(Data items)
☆ ☆ ☆ ☆ ☆
PR #77, opened 2026-05-22
refactor(auth): introduce pluggable Provider chain (PR1 foundation)

naveen-kurra:
## Summary

PR 1 of 7 implementing the **pluggable auth provider chain** (design: `FORGE_AUTHN_PROVIDER_PLUGIN.md`).
This PR introduces the foundation — the `Provider` interface, `ChainProvider`
composition, factory registry, and migrates the existing `--auth-url` and
channel-loopback logic onto the new architecture. **Zero externally observable
behavior change.**

## Where this fits in the architecture diagrams

This PR implements the highlighted boxes in the design diagrams.
Boxes marked "later" are scoped to subsequent PRs (see *What's not in this PR*).

**Diagram 1 — Component architecture**

| Box | Status |
|---|---|
| `forge-core/auth` package (Provider, Middleware, ChainProvider, Registry, Identity+Context) | ✅ this PR |
| `providers/statictoken` | ✅ this PR |
| `providers/httpverifier` | ✅ this PR |
| `providers/oidc` (Provider, Discovery, JWKSCache) | ⏳ PR 2 |
| `types.AuthConfig` (forge.yaml block) | ⏳ PR 3 |
| `security.AuthDomains` hook (egress merge) | ⏳ PR 3 |
| `runtime.audit` (EventAuthVerify / EventAuthFail) | ⏳ PR 4 |
| TUI wizard `step_auth.go` | ⏳ PR 5 |
| Web UI `AuthStep` | ⏳ PR 6 |

**Diagram 2 — Class diagram**

| Type | Status | Notes |
|---|---|---|
| `Provider` interface (`Name`, `Verify`) | ✅ | |
| `Identity` struct | ✅ | **Deliberately no `Valid` field** — sentinel errors are the contract |
| `Headers` (case-insensitive) | ✅ | |
| `ChainProvider` | ✅ | First-match wins; fail-closed on non-yield errors |
| `Registry` (`Register` / `Build` / `RegisteredTypes`) | ✅ | `database/sql` driver pattern |
| `HTTPVerifierProvider` | ✅ | wire format preserved byte-for-byte |
| `StaticTokenProvider` | ✅ | `crypto/subtle` constant-time compare |
| `OIDCProvider` + Discovery + JWKSCache + ClaimMap | ⏳ PR 2 | |
| Sentinel errors: `ErrTokenNotForMe`, `ErrTokenRejected`, `ErrInvalidToken`, `ErrProviderNotConfigured` | ✅ | |

**Diagram 3 — Startup sequence (config → chain)**

Implements the runner → Registry.BuildChain → PrependChain(internal static_token) → install Middleware leg.
The `AuthDomains → Egress` step is scoped to PR 3.

**Diagram 4 — Request verification (chain walk)**

Fully implemented (chain walk, `WithIdentity`, response handling).
The `auth_verify` / `auth_fail` audit event emission is scoped to PR 4.

**Diagram 5 — OIDC verify deep-dive**

Out of scope — entirely in PR 2.

## What this PR adds

**New files (`forge-core/auth/`)**
- `provider.go` — `Provider` interface, `Identity`, `Headers`, `HeadersFromRequest`, sentinel errors
- `chain_provider.go` — `ChainProvider` (first-match wins, fail-closed) + `PrependChain` helper (flattens nested chains)
- `context.go` — `WithIdentity` / `IdentityFromContext`
- `registry.go` — `Register` / `Build` / `RegisteredTypes` with concurrency safety
- `settings.go` — `UnmarshalSettings` (yaml roundtrip so providers keep typed `Config` structs)
- `providers/httpverifier/provider.go` — migrated `--auth-url` logic; same JSON wire format
- `providers/statictoken/provider.go` — constant-time compare; env-var or literal token; defensive identity copy

**Modified files**
- `forge-core/auth/middleware.go` — gutted from 213 → 130 lines; now delegates to a `Provider` chain
- `forge-cli/runtime/runner.go` — `resolveAuth` now returns `auth.MiddlewareOptions`; new `buildLegacyAuthChain` translates legacy CLI flags into a chain

**Tests**
- `forge-core/auth/provider_test.go` — chain ordering, fail-closed semantics, registry concurrency, headers, context
- `forge-core/auth/middleware_test.go` — rewritten to use `MiddlewareOptions` API
- `forge-core/auth/providers/httpverifier/provider_test.go` — happy path, `valid:false`, 401/500, network error, org-id precedence, wire-format lock, context cancellation
- `forge-core/auth/providers/statictoken/provider_test.go` — match/mismatch, `TokenEnv` precedence, defensive copy, race safety, factory
- `forge-cli/runtime/auth_chain_test.go` — 11 e2e tests covering legacy `--auth-url`, loopback short-circuit, skip paths, wire format, verifier-unreachable

## What's NOT in this PR (deliberate)

- OIDC provider — PR 2
- `auth:` YAML block in forge.yaml — PR 3
- Egress allowlist auto-extension for IdP hosts — PR 3
- `auth_verify` / `auth_fail` audit events — PR 4
- TUI wizard step — PR 5
- Web UI wizard step — PR 6
- Documentation updates — PR 7
- Okta provider — Phase 3 (v0.11.0)

## Backward compatibility

| Existing config | Behavior after this PR |
|---|---|
| No auth configured | Anonymous access (unchanged) |
| `--auth-url https://x/verify` | Synthesizes `http_verifier` chain (unchanged wire format) |
| `FORGE_AUTH_URL=...` env | Synthesizes `http_verifier` chain (unchanged) |
| `FORGE_AUTH_ORG_ID=...` | Passed to `http_verifier`'s `DefaultOrg` setting |
| Channel adapters (Slack/Telegram) | Continue to authenticate via auto-injected `static_token` provider (loopback short-circuits before external verifier) |
| Existing custom verifier sidecar | Works unchanged — same `POST {url}` with `{token, org_id}` body, same response shape |

## Verification (all pass locally)

- [x] `go build ./forge-core/... ./forge-cli/... ./forge-plugins/...` clean
- [x] `go test ./forge-core/...` — 25/25 packages green
- [x] `go test ./forge-cli/...` — 14/14 packages green
- [x] `go test -race ./forge-core/auth/... ./forge-cli/runtime/` — green
- [x] `go vet` clean
- [x] `gofmt` clean
- [x] Coverage `forge-core/auth/` — **94.9%**
- [x] Coverage `httpverifier/` — **90.9%**
- [x] Coverage `statictoken/` — **96.6%**
- [x] Anti-pattern grep: no `http.DefaultClient` in auth code
- [x] Anti-pattern grep: no plain `==` token compare (constant-time only)
- [x] Anti-pattern grep: no token/secret in log statements

## Test plan (manual smoke)

- [ ] `forge run` with no auth flags → anonymous access works (`curl :8000/healthz` → 200)
- [ ] `forge run --auth-url http://localhost:9999/verify` with a fake verifier accepting `good-token` → `Bearer good-token` accepted, `Bearer bad` returns 401
- [ ] Slack/Telegram channel adapter still receives messages and authenticates loopback calls without the external verifier being hit (check verifier access logs are empty during channel events)
- [ ] Verifier unreachable → request returns 401, not 500

## Notes for reviewers

- The middleware refactor preserves the existing public skip-paths list byte-for-byte
- `Identity.Valid` was intentionally **dropped** — the package comment explains why (nil-error return is the only "valid" signal)
- `ChainProvider` is **fail-closed** on non-yield errors (e.g., a network error from one provider does NOT fall through to the next). This is intentional security posture
- The `static_token` provider returns `ErrTokenNotForMe` on mismatch (yield), the `http_verifier` returns `ErrTokenRejected` (deny) — this difference is what enables the loopback short-circuit in a chain `[static_token, http_verifier]`


initializ-mk:
# Code Review

Reviewed against the two-phase plan (Phase 1: static_token + http_verifier with `--auth-url` backward compat; Phase 2: OIDC + Okta). Per the decision to ship both phases together, findings are consolidated below in priority order.

Architecture and security defenses are largely sound. The items below are fixable without redesign.

---

## Blockers — security / correctness

### 1. JWKS cache TTL is dead code
`forge-core/auth/providers/oidc/jwks.go:4877–4881` — `ttl`/`lastFetch` are set but never read. Rotated or compromised keys never expire until process restart. The doc claims "we refresh on miss," but a key *removed* from the IdP's JWKS never invalidates locally. Either implement TTL-driven refresh or drop the field. **High severity.**

### 2. Issuer trailing-slash inconsistency
`forge-core/auth/providers/oidc/provider.go:5276` vs `forge-core/auth/providers/oidc/discovery.go:4747`. `newDiscovery` trims `/` from the configured issuer, but `jwt.WithIssuer` and the discovery-doc compare use mixed-slash forms. Any IdP that emits `iss` with a trailing slash gets spurious rejections. Fix: normalize in `Config.New` so all comparisons use the same form.

### 3. Middleware silently disables auth when `Chain == nil`
`forge-core/auth/middleware.go:2895` returns a no-op wrapper. A misconfigured runner that forgets to wire a chain silently runs **unauthenticated** with no panic. Fail-loud (panic or require explicit `AnonymousChain`) is safer.

### 4. `--no-auth` + YAML `Required: true` silently grants anonymous access
`forge-cli/runtime/runner.go:1753` short-circuits before checking whether `cfg.Auth.Required` is set or `cfg.Auth.Providers` is non-empty. A user who set `auth: { required: true, providers: [...] }` and ran `--no-auth` gets anonymous access with no warning. At minimum warn; refuse outright when `Required: true`.

### 5. JWKS refresh failure does not update cooldown
`forge-core/auth/providers/oidc/jwks.go:4933` — when `refreshLocked` errors, `lastMissRefresh` is not updated. Every subsequent unknown-kid request hammers the IdP again. For a flapping IdP, this is a DDoS amplifier. Update `lastMissRefresh` (or a separate `lastFailedRefresh`) on error too.

### 6. httpverifier classifies 5xx/network errors as `ErrInvalidToken`
`forge-core/auth/providers/httpverifier/provider.go:4227, 4239`. Fail-closed direction is correct, but the audit signal is misleading: operators reading audit logs see "invalid token" when the IdP is down. Consider a separate `ErrProviderUnavailable`.

### 7. `auth_domains.go` strips port via `u.Hostname()`
`forge-core/security/auth_domains.go:88` — for issuers like `https://login.example.com:8443`, only the hostname is added to the egress allowlist. Verify the enforcer is port-agnostic, or return `u.Host` (host:port).

---

## Blockers — process / maintainability

### 8. `forge-ui/static/dist/app.js` hand-edited under `dist/`
2756-line bundle file with **no source file, no `package.json`, no bundler, no sourcemap** in the repo. 169 lines of new auth UI live in a path that conventionally signals "generated artifact, don't edit." Either rename to `static/app.js` to remove the misleading `dist/` directory, or introduce a real source folder + minimal esbuild step. Will only get worse as more wizard steps land.

### 9. Web UI does not validate auth payload server-side
`forge-ui/handlers_create.go:135–160` decodes JSON, checks only `name` and `model_provider`, then hands raw `opts.Auth` (including arbitrary `Settings map[string]any`) to `CreateFunc`. `validate.ValidateAuthConfig` exists but is not invoked on this path. A buggy client could write empty issuer/audience into YAML and only fail at `forge run`. Cheap fix: call `ValidateAuthConfig` in `handleCreateAgent` before delegating.

### 10. Loopback \"ALWAYS prepended\" doc overstates the code
`forge-cli/runtime/runner.go:1744` — the prepend is conditional on `r.authToken != \"\"`. Currently works in practice because `ResolveAuth` always mints a token, but any future refactor that short-circuits that path will silently break channel adapters. Tighten doc to \"whenever an internal token was minted\" or unconditionally mint one before the prepend.

---

## Smaller bugs

- **`statictoken` length leak** — `forge-core/auth/providers/statictoken/provider.go:6567`. `subtle.ConstantTimeCompare` is not constant-time across differing lengths. Worth a comment or hash-then-compare.
- **OIDC PSS default-when-empty alg** — `forge-core/auth/providers/oidc/jwks.go:5028–5031`. JWKS entry with no `alg` field defaults to `RS256`; legitimate PS-signed tokens mismatch the cross-check at `provider.go:5348`.
- **`mergeEgressDomains` breaks sort order** — `forge-cli/cmd/init.go:1048`. `deriveEgressDomains` returns sorted, then auth hosts get appended unsorted at the end. Diff stability suffers.
- **`renderAuthBlock` `name` parameter is dead** — `forge-cli/cmd/init.go:1053` calls with `mode` twice, so `name:` never renders. Either drop the parameter or wire a real name source.
- **TUI `esc` mid-input aborts the whole wizard** — `forge-cli/internal/tui/wizard.go:131–135`. Backspace-on-empty is the documented escape hatch but undiscoverable.
- **`Identity.Claims` is unfiltered shallow copy of JWT** — `forge-core/auth/providers/oidc/claims.go:4612`. Custom claims could leak into downstream consumers. Worth a doc warning.

---

## Test gaps

1. **Warning-log assertion on YAML/`--auth-url` precedence** — `forge-cli/runtime/auth_config_test.go:225` uses a nop logger that discards the Warn. The \"warns when both configured\" half of the contract is unasserted. Capture warnings into a slice-logger.
2. **No test for `--no-auth` + YAML auth precedence** (Bug #4).
3. **No test that loopback `static_token` is actually prepended in the full `resolveAuth` flow** with YAML auth — only `buildLegacyAuthChain` is exercised in `auth_chain_test.go`.
4. **No `TestAuthDomains` in `forge-core/security/`** at all. `auth_domains.go` has zero direct unit tests despite being the egress contract — add coverage for bare hostname, port, malformed URL, dedup.
5. **No web-handler test for `buildAuthPayload`** translating flat `groups_claim` → nested `claim_map`. Since `app.js` is hand-edited, this is risky.
6. **No wizard test for backspace-to-picker** behavior in `step_auth.go`.
7. **No test for invalid URL submission** on the OIDC issuer wizard step (validation lives in `validateHTTPSURL`, tested standalone, but not as a wizard interaction).
8. **`renderAuthBlock` YAML quoting** — `writeYAMLMap` (`forge-cli/cmd/init_auth.go:194`) writes `key: value` raw. Values containing `:` followed by space, `#`, leading `!`, `&`, `*` could break the YAML. Low risk but a hardening gap with no test.

---

## What's strong (worth keeping as-is)

- **Alg-confusion defense is layered and correct** — three independent checks: `WithValidMethods` at parser construction, `isAllowedAlg` pre-JWKS, and `key.Alg != headerAlg` cross-check. Alg sourced from JWKS, not token header.
- **HMAC and `alg=none` rejected at three layers** including JWKS load time — even a tampered JWKS source can't inject HMAC keys.
- **`ChainProvider` fail-closed semantics** — exactly what the docstring promises (`chain_provider.go:2685–2691`); `PrependChain` correctly flattens nested chains.
- **PII negative-substring assertion in audit test** — `forge-cli/runtime/auth_audit_test.go:123–154` is exactly the right shape, including key-name assertions (`\"claims\"`, `\"email\"`).
- **Single source-of-truth scaffold path** — TUI, `--auth` flags, and Web UI all converge through `initOptions.{AuthMode,AuthSettings,AuthEgressHosts}`. Server-driven `auth_provider_types` metadata in `handlers_create.go:124–129` makes adding Okta in Phase 3 a one-line server change.
- **Validation cleanly decoupled from provider implementations** — `forge-core/validate/auth.go:9–15` comment explains the trade-off well. Keeps `validate` import-free of crypto.
- **Pre-rendering YAML in Go** rather than template helpers — right call for nested maps (e.g., `claim_map`). Alphabetical sort makes diffs stable.
- **Test coverage** — auth/ 94.9%, httpverifier 90.9%, statictoken 96.6%, oidc 83.3%. Race-clean across the board.

---

## Verified PR claims (all check out)

- `alg=none` and HMAC algorithms rejected at three layers ✓
- Algorithm derived from JWKS-declared alg, not token header (alg-confusion defense) ✓
- iss exact match, aud contains check with azp == ClientID fallback ✓
- exp/nbf with configurable ClockSkew ✓
- JWKS cache with `sync.RWMutex` hot path ✓
- Stampede protection via refetch-grace ✓ (but does not cover refresh failures — see #5)
- Constant-time compare for static_token ✓ (with caveat — see smaller bugs)
- ChainProvider fail-closed on non-yield errors ✓
- No `http.DefaultClient`, no token in logs, no plain `==` on tokens ✓
- Backward compatibility: `--auth-url`, `FORGE_AUTH_URL`, `FORGE_AUTH_ORG_ID`, channel adapter loopback all preserved ✓
- Deprecated `AuditAuthSuccess`/`AuditAuthFailure` aliases point to new event names ✓
- `ErrMissingBearer` sentinel exists and distinguishes missing-header from chain errors ✓
- `TokenKind()` returns `\"jwt\" | \"opaque\" | \"empty\"` without leaking token bytes ✓
- Side-effect import `_ \"…/providers/oidc\"` in `runner.go:24` ✓

initializ-mk:
# Re-review after fix commits

Verified the 4 fix commits against the working tree and ran `go test -race ./forge-core/auth/... ./forge-cli/runtime/` — all green.

## ✅ Fixed and verified

| # | Item | Commit | Verdict |
|---|---|---|---|
| 1 | JWKS TTL dead code | `379d578` | **Correct**. Two-timestamp design (`lastSuccessful`/`lastAttempt`) implemented as documented. Failed refresh does NOT advance `lastSuccessful` — verified at `jwks.go:230–290`. `TestJWKS_FailedRefreshDoesNotExtendTTL` (`provider_test.go:1000`) is the strongest assertion. Injectable clock works. |
| 2 | Issuer trailing slash | `3a7a131` | **Correct**. `Config.normalize()` (`provider.go:113–116`) called in `New()`. Manual `checkIssuer` trims both sides. `TestIssuer_GenuineMismatchStillRejected` guards the security invariant. All 7 tests present. |
| 3 | Middleware nil-chain panic | `19f7251` | **Correct**. Panic at construction (`middleware.go:90–95`) with `AllowAnonymous` named in message. Runner wires the flag in both legitimate paths (`runner.go:1778–1781`, `1810–1815`). 3 tests present including the "configured chain ignores AllowAnonymous" guard. |
| 4 | `--no-auth` + YAML cross-check | `b33522d` | **Correct**. Three-way severity at `runner.go:1753–1782`. Error message lists all 3 remediation paths. Warning includes provider count. 4 tests + `recordLogger` helper present. |
| 5 | JWKS refresh-failure cooldown | (subsumed by #1) | **Fixed as side-effect**. `errBackoff` check at `jwks.go:175` suppresses unknown-kid stampedes after a failed refresh within `refetchGrace`. Note: during the backoff window, even valid-but-uncached kids are denied — deliberate trade-off, worth a release note. |
| — | `TestAuthDomains` unit tests | (added) | `forge-core/security/auth_domains_test.go` — 9 tests, 136 lines. |

## ❌ Still outstanding

### Blockers

1. **httpverifier 5xx classification** — `forge-core/auth/providers/httpverifier/provider.go:131, 143` still wrap transport errors and non-200/non-401 responses (including 5xx) as `ErrInvalidToken`. No `ErrProviderUnavailable` sentinel introduced. Audit signal is wrong when the verifier is down.

2. **`auth_domains.go` port stripping** — `forge-core/security/auth_domains.go:88` still calls `u.Hostname()`. **This one needs a decision, not just a fix**: `TestAuthDomains_PortStripped` (`auth_domains_test.go:112–125`) now asserts `want := []string{"localhost"}` for `http://localhost:8080/...` with message `"port must be stripped"` — so this is now codified as intended behavior. Please confirm: **is the egress matcher port-agnostic?** If yes, the test + code are correct and this can be closed. If no, an issuer on `:8443` will be silently blocked at JWKS-fetch time and the fix needs to flow through both `auth_domains.go` and the test.

3. **`forge-ui/static/dist/app.js`** — still hand-edited under `dist/` with no `src/`, no `package.json`, no build script, no README. The maintenance trap is unchanged.

4. **Web UI server-side validation** — `forge-ui/handlers_create.go:135–175` still only checks `Name`/`ModelProvider` before delegating. `validate.ValidateAuthConfig` is not called on `opts.Auth` despite being importable. A client can post empty issuer/audience and only fail at `forge run`.

5. **Loopback "ALWAYS prepended" doc** — `forge-cli/runtime/runner.go:1744` doc still says "ALWAYS prepended" while the code at `:1792` is conditional on `r.authToken != ""`. Either tighten the doc or make the code unconditional.

### Smaller bugs

- **statictoken length-leak comment** — `forge-core/auth/providers/statictoken/provider.go:100` unchanged. One-liner comment about `subtle.ConstantTimeCompare`'s length-mismatch fast-path.
- **`mergeEgressDomains` sort stability** — `forge-cli/cmd/init_egress.go:25–43` preserves insertion order, no `sort.Strings` on the result. `forge.yaml` allowed_domains stays "sorted base + appended auth hosts."
- **`renderAuthBlock` dead `name` parameter** — `forge-cli/cmd/init.go:1053` still calls `renderAuthBlock(opts.AuthMode, opts.AuthMode, ...)`, so the `name != mode` branch at `init_auth.go:151` is dead.

### Test gaps

- **Warning-log assertion on YAML/`--auth-url` precedence** — `forge-cli/runtime/auth_config_test.go:226` (`TestBuildUserAuthChain_BothSourcesPrefersYAML`) still uses `nopLogger{}`. The new `recordLogger` helper (added at line 349 for the `--no-auth` cross-check tests) wasn't retrofitted onto this test. Cheap to fix.
- **Web-handler test for `buildAuthPayload` → `claim_map` transformation** — still no Go-side test. The translation only lives in hand-edited `app.js`, which has no test coverage.

## Summary

The 4 top blockers are cleanly resolved. The TTL fix elegantly subsumes the refresh-cooldown concern (#5). 5 blockers + 3 smaller bugs + 2 test gaps remain. None of the outstanding items are crypto/correctness in the JWT/JWKS path — they're now concentrated in the egress, audit signal, web UI surface, and maintenance areas.

Most actionable next pass: (a) decide on the port-strip question (#2), (b) add server-side validation in `handlers_create.go` (#4), (c) decide the `dist/app.js` story (#3). The rest are quick mechanical fixes.

initializ-mk:
# Round-3 review — reviews #5–#12

Verified all 8 fix commits against the working tree. `go test -race` on all affected packages (`auth`, `httpverifier`, `oidc`, `statictoken`, `runtime`, `cmd`, `ui`, `security`, `validate`) — **all green**.

## ✅ All items resolved

| # | Item | Verdict |
|---|---|---|
| 5 | JWKS no-hammering proof | **Verified**. `TestJWKS_FailedRefreshDoesNotHammerIdP` (`provider_test.go:1049`) uses `atomic.Int32` to count `/jwks` hits, fires 50 unknown-kid requests during backoff → asserts exactly 1 hit; advances `35s` past `refetchGrace` → asserts 2; another burst of 50 → stays at 2. Real counters, not log greps. |
| 6 | `ErrProviderUnavailable` sentinel | **Verified** end-to-end: sentinel at `provider.go:146`; httpverifier mapping (5xx, network err, undecodable body → ErrProviderUnavailable; 401 / non-401 4xx → ErrTokenRejected) at `httpverifier/provider.go:120–171`; chain semantics via the generic non-yield-error path (`chain_provider.go:43–56`); user-facing message in `classifyAuthFailure` (`middleware.go:153–157`); stable reason code `"provider_unavailable"` in `runner.go:1924–1940`. Four targeted tests in httpverifier. |
| 7 | Port-stripping contract | **Verified**. `auth_domains.go:81–95` documents the three matcher callsites the contract depends on. New `TestAuthDomains_AssumesPortAgnosticMatcher` (`auth_domains_test.go:152–195`) builds a real `DomainMatcher` and asserts hostname is allowed AND `host:port` form is NOT — so any future port-aware change flips this assertion loudly. |
| 8 | `static/dist/` rename | **Verified**. `forge-ui/static/dist/` removed; `static/` directly contains `app.js`, `style.css`, `index.html`, `monaco/`, `embed.go`. `//go:embed` directives updated; `server.go:108–128` serves directly from `static.FS` (no `fs.Sub("dist")`). Convention documented in `embed.go:14–17`. All `ui` tests green. |
| 9 | Server-side auth validation | **Verified**. `handleCreateAgent` calls `validateAuthPayload(opts.Auth)` before `CreateFunc` (`handlers_create.go:162–165`), returns 400 with the validator's detail. Translation to `types.AuthConfig` matches the `cmd/ui.go` shape. `TestHandleCreateAgent_OIDCMissingIssuerRejected` asserts 400 + "issuer is required" + `CreateFunc` not called. |
| 10 | Loopback invariant | **Verified**. `runner.go:1752–1762` doc tightened to "WHEN ResolveAuth() has minted one." `ResolveAuth` itself (`runner.go:130–137`) documents the mint invariant. Code remains conditional (correct). Pinned by `TestResolveAuth_InvariantMintsTokenInNonNoAuthPath` + the `--no-auth` counterpart in `auth_chain_test.go:308–341`. |
| 11 | Six smaller bugs | **Verified all six**: statictoken now SHA-256 hashes both sides before constant-time compare (`provider.go:108–123`, with length-leak comment + `TestVerify_MismatchedLengths_AreRejected`); JWK empty-`alg` fallback fixed at `jwks.go:306–317` + `provider.go:233–243` with `TestVerify_JWKWithoutAlgAcceptsAnyAsymmetric` and `TestVerify_JWKExplicitAlgStillStrict`; `mergeEgressDomains` now sorts (`init_egress.go:28–42`); `renderAuthBlock` `name` parameter dropped; backspace hint added to TUI; `Identity.Claims` unfiltered-copy warning at `provider.go:53–65`. |
| 12 | Coverage gaps + YAML quoting | **Verified**. `TestBuildUserAuthChain_BothSourcesPrefersYAML` now uses `recordLogger` and asserts `warnedAbout("--auth-url and forge.yaml")`. Backend tests for claim_map shaping (`TestHandleCreateAgent_NestedClaimMapShape` + `…_FlatGroupsClaim_PreservedAsExtraField`). Wizard tests for Backspace + invalid issuer URL. YAML quoting: new `yamlScalar`/`needsYAMLQuoting` (`init_auth.go:217–274`) handles leading specials, `: `, ` #`, control chars, YAML 1.1 bool/null literals, empty string. Round-trip test via `yaml.v3`. |

## Minor note (acknowledged in commit message, not a blocker)

OIDC's own JWKS-fetch failures still surface as `"infrastructure"` rather than `"provider_unavailable"`. Pre-existing behavior preserved; commit body of #6 calls this out as a follow-up. Reasonable scoping decision.

## Test suite

```
ok  forge-core/auth                          1.719s
ok  forge-core/auth/providers/httpverifier   2.767s
ok  forge-core/auth/providers/oidc           8.239s
ok  forge-core/auth/providers/statictoken    3.601s
ok  forge-cli/runtime                        6.322s
ok  forge-cli/cmd                           19.215s
ok  forge-core/security                     13.125s
ok  forge-core/validate                      1.498s
ok  forge-ui                                 3.373s
```

## Verdict

All 12 review items across three rounds are resolved with corresponding tests pinning the behavior. The two highest-risk fixes in this round — `ErrProviderUnavailable` (new sentinel touching chain semantics) and the `static/dist/` rename (path refactor) — both look clean: the sentinel rides the existing fail-closed contract through `ChainProvider` without needing a special branch, and the static rename touches all `//go:embed` directives and server callers consistently.

**LGTM — ready to merge.**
☆ ☆ ☆ ☆ ☆
REQUIREMENT:
In the records above, the line with "- TUI wizard step — PR 5" marks the start and the line with "access (unchanged) |" marks the end; copy that stretch exactly, both lines included, and nothing else.

FINAL ANSWER:
- TUI wizard step — PR 5
- Web UI wizard step — PR 6
- Documentation updates — PR 7
- Okta provider — Phase 3 (v0.11.0)

## Backward compatibility

| Existing config | Behavior after this PR |
|---|---|
| No auth configured | Anonymous access (unchanged) |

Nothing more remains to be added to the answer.